Suppose the contrary and the minimum is achieved for some $S$ such that $\mathbb{P}(S\notin \{m,m+1\})>0$. Then there exists either $i\le m-1$ such that $\mathbb{P}(S=i)>0$, or $j\ge m+2$ such that $\mathbb{P}(S=j)>0$. Because of symmetry, it suffices only to study the first case.

Indeed, assume that there is an $i\le m-1$ such that $\mathbb{P}(S=i)>0$. We shall show that the variance of $S$ can be made strictly smaller.
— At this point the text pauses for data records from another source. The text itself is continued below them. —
PR #44, opened 2026-04-16
Add `jupyter/no-translation-concatenation`

### LINKED ISSUE #43: Forbid concatenation inside translation wrappers
Additionally, we could forbid concatenation inside translation wrappers, but this could be a separate enhancement in a new rule:

```
trans.__("Delete " + fileName) ❌
trans.__("Delete %1", fileName) ✅
```

_Originally posted by @krassowski in https://github.com/jupyterlab/eslint-plugin/issues/41#issuecomment-4236498970_

Darshan808:
### Description
This rule reports any `+` binary expression passed as an argument to a translation method (`__`) called on a recognized translation bundle:

### DIFF
--- a/eslint.downstream.config.mjs
+++ b/eslint.downstream.config.mjs
@@ -29,7 +29,8 @@ export default [
     rules: {
       'jupyter/command-described-by': 'error',
       'jupyter/plugin-activation-args': 'error',
-      'jupyter/plugin-description': 'error'
+      'jupyter/plugin-description': 'error',
+      'jupyter/no-translation-concatenation': 'error'
     },
     languageOptions: {
       parser: resolvedParser,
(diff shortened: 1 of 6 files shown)


krassowski:
Ok so the usage in JupyterLab which attempts to capitalize by splitting and the concatenating string is correctly flagged as incorrect, if anything we should be using locale-aware capitalization methods.

The usage flagged in `packages/application/src/connectionlost.ts` seems to be fine:

```ts
  const networkMsg = trans.__(
    'A connection to the Jupyter server could not be established.\n' +
      'JupyterLab will continue trying to reconnect.\n' +
      'Check your network connection or Jupyter server configuration.\n'
  );
```

At least on Binder it looks that the translation machinery is able to handle concatenation of multiple raw strings if these always produce the same result:

image

Darshan808:
> The usage flagged in packages/application/src/connectionlost.ts seems to be fine:

This pattern isn't flagged now.

krassowski (approved):
Copilot was really annoyed by lack of documentation here to leave as much as three comments on the same topic 😆. I would have let it pass but anyways it looks good now, thanks!

PR #45, opened 2026-04-16
Add jupyterlite to downstream tests.

### LINKED ISSUE #42: Add jupyterlite to downstream testing
### Problem

Next to JupyterLab and Notebook, JupyterLite is the major frontend that include many plugins. We should make sure any new rules or rule changes added here do not adversely impact it.

### Proposed Solution

Now that https://github.com/jupyterlite/jupyterlite/pull/1917 got merged, add jupyterlite to downstream testing.

### Additional context

None

Darshan808:
### Description

Add `jupyterlite` to downstream tests.

### DIFF
--- a/.github/workflows/downstream.yml
+++ b/.github/workflows/downstream.yml
@@ -121,7 +121,7 @@ jobs:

Since $\mathbb{E}S>m$, there must be an integer $j\ge m+1$ such that $\mathbb{P}(S=j)>0$. Let $ϵ=min(\mathbb{P}(S=i),\mathbb{P}(S=j))>0$. Note also that $\mathbb{P}(S=m)<1$. Take a very small $\delta >0$ and create a new variable $S^{\prime }$ by changing the probabilities only at three points: $i,m,j$ by setting
$$\begin{array}{rl}\mathbb{P}(S^{\prime }=i)& =\mathbb{P}(S=i)-x,\\ \mathbb{P}(S^{\prime }=m)& =\mathbb{P}(S=m)+\delta ,\\ \mathbb{P}(S^{\prime }=j)& =\mathbb{P}(S=j)-y.\end{array}$$
To ensure that the probabilities sum up to $1$ and to keep $\mathbb{E}S=\mathbb{E}{S}^{\prime }$ unchanged, we need
$$\begin{array}{rl}-x+\delta -y& =0,\\ -ix+m\delta -jy& =0.\end{array}$$
Solving for $x$ and $y$ gives
$$x=\delta \frac{j-m}{j-i}>0,x=\delta \frac{m-i}{j-i}>0$$
which is possible as long as $\delta$ is small enough.
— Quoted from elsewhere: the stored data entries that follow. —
PR #49, opened 2026-04-20
Improve `@jupyter/no-untranslated-string` for `JSX`

Darshan808:
### Description

- Fixed false positives on non-accessibility JSX attribute values (e.g. `className={'...'}`, `id={'...'}`) — these are no longer flagged  
- Still flags monitored accessibility attributes in JSX: `aria-label`, `aria-description`, `title`  
- Skips punctuation/symbol-only JSX text (e.g. `,`, `.`, `' '`) — only flags text containing actual letters  
- Do not flag identifier expressions in JSX text content (e.g. `{myVar}`)

### DIFF
--- a/src/rules/no-untranslated-string.ts
+++ b/src/rules/no-untranslated-string.ts
@@ -299,6 +299,24 @@ const noUntranslatedString = createRule({
         }
       },
 
+      // Accessibility attribute with a plain string: <span aria-label="text" />
+      JSXAttribute(node) {
+        if (!node.value || node.value.type === 'JSXExpressionContainer') {
+          return;
+        }
+        const attrName =
+          node.name.type === 'JSXIdentifier' ? node.name.name : null;
+        if (!attrName || !MONITORED_JSX_ATTRS.includes(attrName)) {
+          return;
+        }
+        if (isRawStringNode(node.value)) {
+          context.report({
+            node: node.value,
+            messageId: 'untranslatedJsxText'
+          });
+        }
+      },
+
       // Raw text between JSX tags: <span>Untranslated text</span>
       JSXText(node) {
         if (node.value.trim().length > 0 && (enforcePunctuation || hasLetters(node.value))) {
@@ -332,7 +350,7 @@ const noUntranslatedString = createRule({
         }
         if (isRawStringNode(node.expression)) {
           const value = getRawStringValue(node.expression);
-          if (value !== null && (enforcePunctuation ? value.length > 0 : hasLetters(value))) {
+          if (value !== null && (enforcePunctuation ? value.trim().length > 0 : hasLetters(value))) {
             context.report({
               node: node.expression,
               messageId: 'untranslatedJsxText'
--- a/src/rules/no-untranslated-string.ts
+++ b/src/rules/no-untranslated-string.ts
@@ -122,11 +122,23 @@ const noUntranslatedString = createRule({
       untranslatedJsxText:
         'JSX text content has an untranslated string literal. Wrap it with {trans.__(...)}'
     },
-    schema: []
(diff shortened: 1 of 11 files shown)


tests/jupyter-no-untranslated-string.test.ts
```diff
@@ -247,7 +247,13 @@ jsxRuleTester.run('no-untranslated-string (JSX)', noUntranslatedString, {
...
     // --- JSX: translated expression ---
     { code: `const el = <span>{trans.__('Error message:')}</span>;` },
-    { code: `const el = (\n  <div>\n    <span>{trans.__('Label')}</span>\n  </div>\n);` }
+    { code: `const el = (\n  <div>\n    <span>{trans.__('Label')}</span>\n  </div>\n);` },
+    { code: `<div className={'normal-class-string'} />` },
+    { code: `<div id={'my-id'} />` },
+    { code: `<span aria-label={trans.__('Close')} />` },
+    // Punctuation-only JSX text should not be flagged
+    { code: `<span>{','}</span>` },
+    { code: `<span>{' + '}</span>` }
```
krassowski, line 256: This is not obvious. There are different symbols for commas in other languages (https://en.wikipedia.org/wiki/Comma#Languages_other_than_English), decimal separator varies widely (https://en.wikipedia.org/wiki/Decimal_separator#/media/File:DecimalSeparator.svg), and even plus sign is written differently in at least on place (https://en.wikipedia.org/wiki/Plus_and_minus_signs#Alternative_plus_sign).

That said in 80% case it is ok to leave punctuation untranslated, and if this helps with adoption of this rule then excluding it makes sense. Maybe it could be an option for the rule configuration so that we can possibly enable it later?

krassowski: Such option could be added in a follow-up PR, if you choose so let's open an issue to track it.

src/rules/no-untranslated-string.ts
```diff
@@ -280,11 +301,38 @@ const noUntranslatedString = createRule({
...
+          }
+          return;
+        }
+        if (node.expression.type === 'Identifier') {
           context.report({
             node: node.expression,
             messageId: 'untranslatedJsxText'
           });
+          return;
+        }
```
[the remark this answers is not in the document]
krassowski: Yes, I'm worried about false positives here too. I am not sure if we could reliably detect: 

```tsx
const text = trans.__('my text')
<div>{text}</div>
```

because it would be false positive even if we only checked for identifiers with string type. We would need to make translation wrappers return a subtype of strings which may be hard to implement (it would be easy in Python as we could flag `LiteralString` https://peps.python.org/pep-0675/ but AFAIK TypeScript does not support that https://github.com/microsoft/TypeScript/issues/51513).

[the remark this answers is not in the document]
krassowski: I guess we could have this as an option, but I would suggest defaulting it to disabled.

tests/jupyter-no-untranslated-string.test.ts
Darshan808: > Maybe it could be an option for the rule configuration so that we can possibly enable it later?

This sounds good. Added an option `enforcePunctuation` which defaults to false.

Darshan808:
Hmm, I don't see a re-request review button for copilot!

krassowski (approved):
Thank you @Darshan808!

krassowski:
Before you merge, you just update the documentation? 

https://github.com/jupyterlab/eslint-plugin/blob/5a745e75d77a75bb65d4e81680a6b7151be5189f/website/docs/rules/no-untranslated-string.md?plain=1#L95-L97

However, with this change, the variance of $S$ will decrease:
$$\begin{array}{rl}\text{Var}(S^{\prime })-\text{Var}(S)& =\mathbb{E}(S^{\prime 2})-\mathbb{E}(S^2)=–i^{2}x+m^2\delta -j^{2}y=-(j–m)(m–i)\delta <0\end{array}$$
so $\text{Var}(S^{\prime })<\text{Var}(S)$ contradicting the assumption that $S$ has the smallest variance. By the same argument, we can show that if $\mathbb{P}(S=j)>0$ for some $j\ge m+2$, then $S$ does not have the smallest variance.
(b) Now let us show how this minimum can be achieved. Let $C$ be the circumference of a circle centred at the origin, and let $U$ be a point uniformly chosen on $C$. Consider $n$ arcs on $C$, $I_1,I_2,\dots ,I_n$, such that $I_k$ contains all the points located between angles $2\pi (k-1)p$ and $2\pi kp$. Let $X_k=1$ if $I_k$ contains $U$ and set $X_k=0$ otherwise. It is easy to check that $\mathbb{P}(X_k=1)=p$ for all $k=1,2,\dots ,n$.

On the other hand, it is easy to check that $S_n\in \{m,m+1\}$ As a result, $S_n-m$ is a Bernoulli($a$) random variable, resulting in the statement of the claim.

Now let $Y_i=2X_i-1$. Then $T_n=2S_n-n$ and thus by Lemma 1 $\text{Var}(T_n)=4\text{Var}(S_n)$ which has the largest achievable value at $4n^{2}p(1-p)$. By the same token, from Lemma 2, $\text{Var}(T_n)=4\text{Var}(S_n)$ which has the lowest achievable value at $4a(1-a)$ where $a=np-\lfloor np\rfloor$.